HOW TO COMPLETE THIS TASK: Only the number is needed: count the lines below that hold the string "testing".

(INFORMATION PROVIDED Opens)

PR #1855, opened 2018-10-18
Support for parameterized testing combined with backend driven manifests

gcwenger:


test/backend_test.in.cpp
```diff
@@ -7422,38 +7437,8 @@ NGRAPH_TEST(${BACKEND_NAME}, avg_pool_3d_strided_uneven_padded_do_not_include_in
...
-    }
-    auto int_results = execute(int_f, args, "INTERPRETER");
-    auto backend_results = execute(cpu_f, args, "${BACKEND_NAME}");
-    for (size_t i = 0; i < backend_results.size(); i++)
-    {
-        EXPECT_TRUE(test::all_close(backend_results.at(i), int_results.at(i), 1.0e-4f, 1.0e-4f));
-    }
-}
+// avg_pool_3d case generation
+NGRAPH_INSTANTIATE_TEST_CASE_P(${BACKEND_NAME}, include_pad, avg_pool_3d_params, testing::Bool(), );
```
rkimballn1: Is the comma at the end of the line required or is it just a stray? If it is required then there needs to be some comment.

gcwenger:
Overarching goal is to add support for an NGRAPH_TEST_F (equivalent to TEST_F, but with per backend support), NGRAPH_TEST_P (equivalent to TEST_P), and NGRAPH_INSTANTIATE_TEST_CASE_P (equivalent to INSTANTIATE_TEST_CASE_P).

Fixture and parametrized testing are powerful ways to increase backend testing code coverage with significantly less need to copy & paste unit test code (as we've been doing to date).
In this article:
https://blog.jetbrains.com/rscpp/unit-testing-google-test/
The "Test Fixtures" section is a useful description of TEST_F (stopping when he starts discussing how fixtures integrate with ReSharper). Similarly "How Do I Test Lots of Data?" section is a good description of TEST_P.
A useful technique that he doesn't cover is that you can do parameterized testing similar to what he describes, but use ValuesIn(method_that_generates_a_vector()).

Original documentation on TEST_F is found here:
https://github.com/google/googletest/blob/master/googletest/docs/primer.md
under "Test Fixtures: Using the Same Data Configuration for Multiple Tests".

Original documentation on TEST_P is found here:
https://github.com/google/googletest/blob/master/googletest/docs/advanced.md
under "How to Write Value-Parameterized Tests".

For backend test generation NGRAPH_TEST re-uses the test_case_name for the backend_name. But this doesn't work for NGRAPH_TEST_F and NGRAPH_TEST_P. The original TEST_F has a first parameter of the fixture class. Similarly the original TEST_P has a first parameter of the parameterized fixture class (TestWithParam<T> subclass).
So NGRAPH_TEST_F, NGRAPH_TEST_P, NGRAPH_INSTANTIATE_TEST_CASE_P introduce a 0th parameter for the backend_name and then maintain the same subsequent parameters as the original macros. Similarly NGRAPH_GTEST_TEST_ was modified to support backend_name and test_case_name (rather than assuming that backend_name and test_case_name are the same). Other changes percolated through to combine backend_name and test_case_name for unique naming and registration.

PR #1857, opened 2018-10-18
Flush denormals to zero in nbench

jbobba:
Random data used in nbench could lead to denormals during computations leading to unpredictable performance fluctuations. In real workloads, these denormals hopefully dont show up. 

http://carlh.net/plugins/denormals.php


jbobba:
@ashokei Yes, its been popping up. Mobilenet first layer, one of the last layers in inception v3 and if you run multiple models through nbench.

PR #2094, opened 2018-11-21
remove version tagging from shared libraries

rkimballn1:


ransford2011:
@rkimballn1. Can we please guard this by a variable as this is needed for my release efforts. Thanks!

avijit-nervana:
@ransford2011 Yes - I agree. This could be guarded by a cmake flag. The requested behavior would be: When this cmake flag is specified, the libraries will have the version numbers.

rkimballn1:
TESTNOW

diyessi:
Blocked while constant folding issue is investigated.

(INFORMATION PROVIDED Closes)

ANSWER FOR THIS EXERCISE: 5